For the first time, researchers have discovered a link between a condition called cerebral amyloid angiopathy, a vascular disease of the brain characterized by the accumulation of amyloid proteins in small blood vessels, and disruption of the blood-retinal barrier.
Previously, it was only possible to diagnose this condition post-mortem. The researchers suggested that with further research and improvements in imaging techniques, it may be possible to diagnose this in living patients.
Although the results were significant, they have not been replicated in living patients, as all of the retinas studied in the laboratory were from deceased donors.
The lack of early diagnostic tests for Alzheimer’s disease not only means that it is difficult to treat, but it is also difficult to design clinical trials.
There are also controversies surrounding the accelerated approval of two drugs over the past year: lecanemab and aducanumab.
Although the results of the aducanumab study show a reduction in beta-amyloid accumulation in the brain, it is unclear whether the drug can slow cognitive decline. It has been suggested that providing the drug earlier in disease progression could lead to better outcomes, but the inability to identify these patients means they cannot be included in clinical trials.
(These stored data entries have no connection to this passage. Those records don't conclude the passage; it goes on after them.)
PR #1877, opened 2025-02-06
feat: Snapshot exporting tool

cindyyan317:
In this PR:
1 We create a golang grpc client to request data from rippled
2 We store the data into the specific place
3 Add unittests
4 Create build script, the build can be initiated by set conan option `snapshot` being true.  

Please ignore the grpc server part. It will be implemented in importing tool.


tools/snapshot/internal/export/export.go
```diff
@@ -0,0 +1,245 @@
...
+		if i != len(markers)-1 {
+			end = markers[i+1][:]
+		}
+
+		fmt.Printf("Got ledger data marker: %x-%x\n", marker, end)
+
+		go func(marker []byte, end []byte) {
+			defer wg.Done()
+			saveLedgerData(client, seq, marker, end, path)
+		}(marker[:], end)
```
kuznetsss: Why not capture them?

tools/snapshot/internal/server/server.go
```diff
@@ -0,0 +1,60 @@
...
+
+// create a server implement the xrpl rpc v1 server interface
+type Server struct {
+	// The server implementation
+	pb.XRPLedgerAPIServiceServer
+}
+
+// GetLedger prints a message and returns a fake response.
+func (s *Server) GetLedger(ctx context.Context, req *pb.GetLedgerRequest) (*pb.GetLedgerResponse, error) {
+	log.Println("GetLedger called with request:", req)
```
kuznetsss: Maybe use some library with logging levels?

tools/snapshot/internal/server/server.go
```diff
@@ -0,0 +1,60 @@
...
+
+// GetLedgerDiff prints a message and returns a fake response.
+func (s *Server) GetLedgerDiff(ctx context.Context, req *pb.GetLedgerDiffRequest) (*pb.GetLedgerDiffResponse, error) {
+	log.Println("GetLedgerDiff called with request:", req)
+	return &pb.GetLedgerDiffResponse{}, nil
+}
+
+func newServer() *Server {
+	s := &Server{}
+	return s
```
kuznetsss: Why not `return &Server{}`?

tools/snapshot/snapshot.go
```diff
@@ -0,0 +1,67 @@
...
+	exportMode := flag.String("export", "", "Set export mode: 'full' (export full ledger data of start_seq) or 'delta' (only export ledger diff data)")
+	seq := flag.Uint("start_seq", 0, "Starting sequence number")
+	endSeq := flag.Uint("end_seq", 0, "Ending sequence number")
+	path := flag.String("path", "", "Path to the data")
+	grpcServer := flag.String("grpc_server", "localhost:50051", "rippled's gRPC server address")
+	serverMode := flag.Bool("server", false, "Start server mode")
+	grpcPort := flag.Int("grpc_port", 0, "Port for gRPC server to listen on")
+	wsPort := flag.Int("ws_port", 0, "Port for WebSocket server to listen on")
+
+	flag.Parse()
```
kuznetsss: Better to create a structure of cli args. Also`flag` doesn't support short versions of cli options, maybe use `pflag` instead.

tools/snapshot/unittests/export_test.go
```diff
@@ -0,0 +1,96 @@
...
+
+	"xrplf/clio/clio_snapshot/internal/export"
+	"xrplf/clio/clio_snapshot/mocks"
+	pb "xrplf/clio/clio_snapshot/org/xrpl/rpc/v1"
+
+	"github.com/golang/mock/gomock"
+)
+
+func TestExportDeltaLedgerData(t *testing.T) {
+
```
kuznetsss: I saw many places with an empty line after function's first line. Is it for some purpose?

tools/snapshot/internal/server/server.go
kuznetsss, line 1: > Please ignore the grpc server part. It will be implemented in importing tool.

Maybe not add `server` part  if you don't want it to be reviewed? Otherwise we may forget to review already existing code.

tools/snapshot/internal/export/export.go
```diff
@@ -0,0 +1,245 @@
...
+		log.Fatalf("Error creating gRPC client: %v", err)
+	}
+
+	defer client.Close()
+
+	ExportFromFullLedgerImpl(client.Client, startSeq, endSeq, path)
+
+}
+
+func ExportFromFullLedgerImpl(client pb.XRPLedgerAPIServiceClient, startSeq uint32, endSeq uint32, path string) {
```
kuznetsss: Why is impl function public?

tools/snapshot/internal/export/export.go
```diff
@@ -0,0 +1,245 @@
...
+
+	getLedgerFullData(client, startSeq, path)
+
+	//We need to fetch the ledger header and txs for startSeq as well
+	for i := startSeq; i <= endSeq; i++ {
```
kuznetsss, line 219: Shouldn't it be `startSeq + 1` because we already go full data for `startSeq`?

tools/snapshot/internal/export/export.go
```diff
@@ -0,0 +1,245 @@
...
+
+	filePath := filepath.Join(subPath, fmt.Sprintf("%d.dat", seq))
+
+	err = os.WriteFile(filePath, protoData, 0644)
+	if err != nil {
+		log.Fatalf("failed to write file: %v", err)
+	}
+}
+
+func generate256Markers(markerNum uint32) [][32]byte {
```
kuznetsss: Maybe remove `256` from the name?

tools/snapshot/internal/export/export.go
```diff
@@ -0,0 +1,245 @@
...
+	}
+	request.Ledger = ledger
+	request.Marker = marker[:]
+	if end != nil {
+		request.EndMarker = end[:]
+	}
+	request.User = grpcUser
+
+	subPath := filepath.Join(path, fmt.Sprintf("ledger_data_%d", seq), fmt.Sprintf("marker_%x", marker))
+	err := os.MkdirAll(subPath, os.ModePerm)
```
kuznetsss, line 147: Will this fail if the directory already exists?

tools/snapshot/internal/export/export.go
```diff
@@ -0,0 +1,245 @@
...
+
+	for i := 0; i < int(markerNum); i++ {
+		byteArray[0] = byte(i * int(incr)) // Increment the highest byte
+		byteArrayList = append(byteArrayList, byteArray)
+	}
+
+	return byteArrayList
+}
+
+func saveLedgerData(client pb.XRPLedgerAPIServiceClient, seq uint32, marker []byte, end []byte, path string) {
```
kuznetsss: It is a bit confusing that `saveLedgerData()` performs grpc request while `saveLedgerDeltaData()` only saves provided data. Maybe move some parts of `saveLedgerData()` into `getLedgerFullData()` or a new function?

tools/snapshot/unittests/export_test.go
```diff
@@ -0,0 +1,96 @@
...
+			export.ExportFromDeltaLedgerImpl(mockClient, tt.startSeq, tt.endSeq, "test")
+
+			_, err := os.Stat("test")
+
+			assert.Equal(t, os.IsNotExist(err), tt.endSeq < tt.startSeq)
+		})
+	}
+}
+
+func TestExportFullLedgerData(t *testing.T) {
```
kuznetsss: These tests look almost like integration tests. Shouldn't there be unit tests for each function where possible?

tools/snapshot/CMakeLists.txt
```diff
@@ -0,0 +1,66 @@
+# Build snapshot tool
+# Need to be installed before building: go protoc-gen-go protoc-gen-go-grpc
+
+set(GO_EXECUTABLE "go")
```
kuznetsss, line 4: Maybe instead of doing this we should create a go package exporting libxrpl's proto file and use the package here. I think it would be more user friendly to be able to build this tool with simply `go build`, not this conan-cmake-go C++ style way.

cindyyan317: I think it is more friendly to use conan-cmake-go way, since it is inside Clio repo. It has the same way of building clio_server.

tools/snapshot/internal/export/export.go
cindyyan317: Because I'd like to test it in unittests.

tools/snapshot/internal/server/server.go
cindyyan317: For now, `log` seems enough for this tool . I will change it if log get complicated .

tools/snapshot/unittests/export_test.go
cindyyan317: No , it is not.  I will remove them. Thanks.

tools/snapshot/internal/server/server.go
cindyyan317: The server part is very simple for now. It just to verify the grpc server can be started. I can remove it if it is noise.

tools/snapshot/internal/export/export.go
cindyyan317: Ledger full data does not contain the header and transactions.

tools/snapshot/internal/export/export.go
cindyyan317: In this case, it does nothing. No error.

tools/snapshot/unittests/export_test.go
cindyyan317: I only test the public interfaces. I keep the tests under unittests module, not the export. I don't want to change functions to private just for testing purpose.

tools/snapshot/CMakeLists.txt
godexsoft: While it's a good idea to have this separated out - let's not spend time doing this now and instead keep it in the repo until we feel we really need to separate this tool. I agree with Cindy that it's more convenient and maintainable to do it this way now.

tools/snapshot/CMakeLists.txt
```diff
@@ -0,0 +1,66 @@
...
+# Initialize the options strings
+set(GO_OPTS "")
+set(GRPC_OPTS "")
+
+# Loop through each proto file
+foreach(proto ${PROTO_FILES})
+    get_filename_component(proto_filename ${proto} NAME)
+
+    # Build the --go_opt and --go-grpc_opt mappings
+    set(GO_OPTS ${GO_OPTS} --go_opt=M${GO_IMPORT_PATH}/${proto_filename}=${GO_IMPORT_PATH})
```
godexsoft, line 30: Can any of the paths here have a space? If it does for some reason, will it still work or should we add double quotes everywhere?

tools/snapshot/internal/export/export.go
godexsoft: You should be able to test private functions too: https://stackoverflow.com/questions/24622388/how-to-test-a-unexported-private-function-in-go-golang

tools/snapshot/internal/export/export.go
```diff
@@ -0,0 +1,245 @@
...
+)
+
+const (
+	deltaDataFolderDiv = 10000
+	grpcUser           = "clio-snapshot"
+	markerNum          = 16
+)
+
+type GRPCClient struct {
+	Client pb.XRPLedgerAPIServiceClient
```
godexsoft, line 24: Can client be private?

tools/snapshot/snapshot.go
godexsoft: We use a new library for parsing cli opts every tool we build :rage3:  let's settle on one library and use it? I quite liked the one we used in the DB cleaner.

cindyyan317: Ha after some research,  `pflag` is more common use. I will use `pflag` then.

tools/snapshot/internal/export/export.go
cindyyan317: We can test the private functions if we put the unittests and code in same package. But should we test private functions? In Cpp ut, we only test public functions too. I shall only `ExportFromFullLedger` here, `ExportFromFullLedgerImpl` is to inject the mock grpc client.

tools/snapshot/CMakeLists.txt
cindyyan317: Both GO_IMPORT_PATH and proto_filename are impossible to have space. I think it is okay here. `protoc-gen-go-grpc` fails to send the mapping to golang plugin if we add quotes.

kuznetsss (approved):
👍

Dr Theodore Strangeassociate director of medicine at Staten Island University Hospital and specialist in geriatrics said Medical News Today:
“This whole issue of tau and amyloid deposits is something that’s been explored for years, and we’re still trying to come to grips with it and get our hands on it.”
However, although there is controversy surrounding amyloid deposits and their link to Alzheimer’s disease, some experts see these developments as promising.
Dr. Thomas Hanscom ophthalmologist and retina specialist at Providence Saint John’s Health Center in Santa Monica, Calif., said DTM “The current study adds to the evidence supporting the ‘amyloid theory’ of Alzheimer’s disease.”
Dr. Hanscom also described recent reports of donanemab’s effectiveness as “exciting.”
“This drug appeared to slow the progression of Alzheimer’s disease, and this benefit was correlated with the removal of amyloid from the brain. This clinical research will boost the search for a reliable amyloid marker in the retina. Several companies are trying to develop such a test,” he said.
A problem associated with developing a blood test for Alzheimer’s disease is that the disease primarily affects the brain, and the blood-brain barrier means few metabolites from the brain make it into the bloodstream. This makes it difficult to detect changes occurring in the brain.
“(Biomarkers) can help us with other treatment options, or causes or early detection, especially if there are other diseases like diabetes, early onset diabetes, dementia and the deposition of these plaques “Dr. Strange said.
Dr. Tharick Pascoalassociate professor of psychiatry and neurology at the University of Pittsburgh, said DTM that observing changes in the brain can be invasive and expensive.
“You have biomarkers that involve lumbar punctures that measure this amyloid pathology in the cerebrospinal fluid of patients and PET scans. These exams are expensive or difficult to do,” he said.
However, vascular changes are common in people with Alzheimer’s disease, although it is not clear whether it is caused by Alzheimer’s disease or whether it is the prelude to it.